Persons can also be punished for violations of the False Claims Act. The Federal Government has demonstrated a strong determination, primarily using the Department of Justice (DOJ), to investigate and prosecute fraud in federal programs and government contracts and criminal prosecution of violators where they feel the behavior warrants them.
The criminal penalties for violating the False Statements Act include substantial fines and incarceration. Because companies can not be put under the prison, the government often initiates an investigation of a company but ends up pursuing criminal charges against individuals controlled in the case of a healthcare facility such as the Chairman, CEO, CFO, or Medical Director.
Whenever anyone brings a lawsuit, the federal government may interfere and assume primary responsibility for the conviction, dismissal, or resolution of the suit. Whether or not the Federal Government interferes, whether the whistleblower or relator succeeds, who originally took action could be given a portion of the recovered funds. Given the scale of possible penalties and damages awards of the False Claims Act, these tam cases can be very lucrative, and thus lead to increased coverage by private parties of suspected wrongdoing.
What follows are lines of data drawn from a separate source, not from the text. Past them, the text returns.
PR #73, opened 2026-06-30
feat(do): plan 075 Phase 1 — fan-out observability

prisis:
## What

Implements **Plan 075 Phase 1** (observability only) — the "you can see it scale" half of the auto-elastic fan-out relay tier, with **no behavior change**. Plus carries the stranded presence-phasing doc correction (see below).

## Why

Plan 075's relay tier promotes a topic/shape once its per-flush fan-out cost (O(subscribers)) becomes the bottleneck. Phase 0 needs that threshold grounded in **real numbers**, and the DX goal is that Studio *shows* a topic getting hot. Phase 1 makes the cost measurable before any topology change exists. Phases 2–4 (the transport/RLS rewrite) stay gated on Phase 0 sign-off.

Builds on plans **072** (shared op-range) and **073** (identity-independent runs), now landed on alpha.

## Changes

**`@lunora/do`**
- `pokeShapeSubscribers` + `broadcastWhisper` record per-pass fan-out counters: passes, sockets iterated, sockets delivered, peak width, and — for the async poke path only — coarse wall-time. In-memory, reset on hibernation, sharing `metrics.sinceMs`.
- New `__lunora_admin__:getFanoutMetrics` read folds **live per-topic/shape subscriber counts** from socket attachments (`summarizeFanoutTopics`) and returns them with the running counters.
- `recordFanoutPass` is pure (returns updated counters); instrumentation never changes which sockets are poked or who receives a whisper.

**`@lunora/studio`**
- A new **Fan-out** page under Observability (modeled on the subscriptions panel): hot topics by subscriber count + per-path cost cards.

In addition to the Federal False Claims Act, several states have enacted False Claims Laws of the same nature. State False Claims Acts generally operate in the same manner as federal False Claims Act, except that they are implemented by the state, usually the Office of the State Attorney-General, and are designed to prevent and punish fraudulent claims submitted to the state for payment. In the healthcare sense, this also applies to the making of misleading statements.
Damage from the False Claims Act investigation and not to mention civil enforcement or criminal prosecution of individuals can lead to the operations and reputation of a healthcare provider, not to mention the detriment of defending an extensive false claims act prosecution on the merits of that provider.
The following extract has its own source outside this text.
PR #90, opened 2026-07-02
fix(security): remediate the run-1 audit — RLS, fan-out, payments, SSRF, WS-hijack + hardening

prisis:
## Summary

This branch bundles **two independent run-1 security-audit passes** over the framework. The sections immediately below (**Pass A** — HIGH/MEDIUM/LOW/Latent bug) are the first pass. A **second pass** (added in commit `close run-1 audit findings`) closes a further **3 HIGH · 3 MEDIUM · 2 LOW** findings in the RLS engine, the fan-out path, the payment/flags/mask surfaces, and the browser SSRF guard — see the **Second audit pass** section near the end.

Given the extent of monetary damage and reputational damage, healthcare providers are wise to employ legal counsel, who is not just familiar with the health sector, but also who have experience in defending criminal white-collar fraud cases under the False Claims Act and other Federal Anti-Fraud Statutes. Therefore, health practitioners must include lawyers at the very first instance of an investigation.
This usually takes the form of a relatively benign summons, a civil investigation or some other governmental demand for records, that will probably not state or even suggest that the recipient will eventually face significant civil or criminal exposure.
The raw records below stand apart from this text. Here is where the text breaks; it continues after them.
PR #138, opened 2026-07-11
feat(observability): grouped error Issues (local, OSS) — Phase 1

prisis:
## Phase 1 — Fingerprint + local Issues + container-crash grouping

First slice of the observability plan: **grouped error triage in local dev and any self-hosted worker**, shipping in the framework (pure OSS, no cloud dependency). Draws the error-grouping model from [superloglabs/superlog](https://github.com/superloglabs/superlog) (Apache-2.0). Phases 2–4 (OTLP transport, cloud ingest/store/hosted views, alerts+AI) stack later on the cloud branch (PR #85).

### What lands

Regardless of what the notice says, healthcare providers should always remember that a law enforcement agency sends it. The earlier the recipient of such a notice engages experienced healthcare litigants, the better the chances of successfully navigating the investigation and preventing an enforcement action from the recipient or, to the very least, the lowering of possible liabilities.You can read more here Mimy Online.
The federal False Claims Act protects workers who report a breach of the False Claims Act from prejudice, abuse, job suspension, or termination because of potential fraud reporting. Employees reporting fraud and therefore discriminated against can (1) be granted double back pay plus interest, (2) reinstatement without loss of seniority, and (3) indemnity for any costs or damages.
Evidence of intent to constitute a civil breach of the FCA is not necessary, and even providers who do their best to comply with the complex Medicare and Tricare regulations that be liable under the FCA. Any health professional who is facing an investigation will pursue skilled legal counsel as soon as possible to mitigate the impact of an FCA investigation.